**THE TASK**
Filter these entries down to lines holding "String".

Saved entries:
PR #645, opened 2023-08-21
Implemented User model, UserDao, UserService and AuthenticationServic…

Someboty:
…e with implementations, RegistrationException and AuthenticationException

### DIFF
--- a/src/main/java/mate/academy/model/User.java
+++ b/src/main/java/mate/academy/model/User.java
@@ -1,0 +1,68 @@
+package mate.academy.model;
+
+import jakarta.persistence.Column;
+import jakarta.persistence.Entity;
+import jakarta.persistence.GeneratedValue;
+import jakarta.persistence.GenerationType;
+import jakarta.persistence.Id;
+
+@Entity
+public class User {
+    @Id
+    @GeneratedValue(strategy = GenerationType.IDENTITY)
+    private long id;
+    @Column(nullable = false, unique = true)
+    private String email;
+    @Column(nullable = false)
+    private String password;
+    @Column(nullable = false)
+    private byte[] salt;
+
+    public User() {
+    }
+
+    public User(String email, String password) {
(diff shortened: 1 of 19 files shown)


ConfusedSatlan (approved):

src/main/java/mate/academy/model/User.java
```diff
@@ -0,0 +1,68 @@
+package mate.academy.model;
+
+import jakarta.persistence.Column;
+import jakarta.persistence.Entity;
+import jakarta.persistence.GeneratedValue;
+import jakarta.persistence.GenerationType;
+import jakarta.persistence.Id;
+
+@Entity
+public class User {
```
andrii-hoienko, line 10: It is good practive to add @Table annotation when defining entity

src/main/java/mate/academy/service/impl/AuthenticationServiceImpl.java
```diff
@@ -0,0 +1,43 @@
...
+            throw new AuthenticationException("Can't authenticate user with email: " + email);
+        }
+        return userOptional.get();
+    }
+
+    @Override
+    public User register(String email, String password) throws RegistrationException {
+        if (email.isEmpty() || password.isEmpty()) {
+            throw new RegistrationException(
+                    "Can't register a user with empty email or password, email: " + email);
```
andrii-hoienko, line 31: Why do you show only email here, show password as well because error message corresponds to both email and password

andrii-hoienko (changes requested):
Good, but let`s improve your solution

src/main/java/mate/academy/service/impl/AuthenticationServiceImpl.java
Someboty: But it's sensitive information, should we save it?

Vasul-Pankiv (approved):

**ANSWER BOX**
+    private String email;
+    private String password;
+    public User(String email, String password) {
+    public User register(String email, String password) throws RegistrationException {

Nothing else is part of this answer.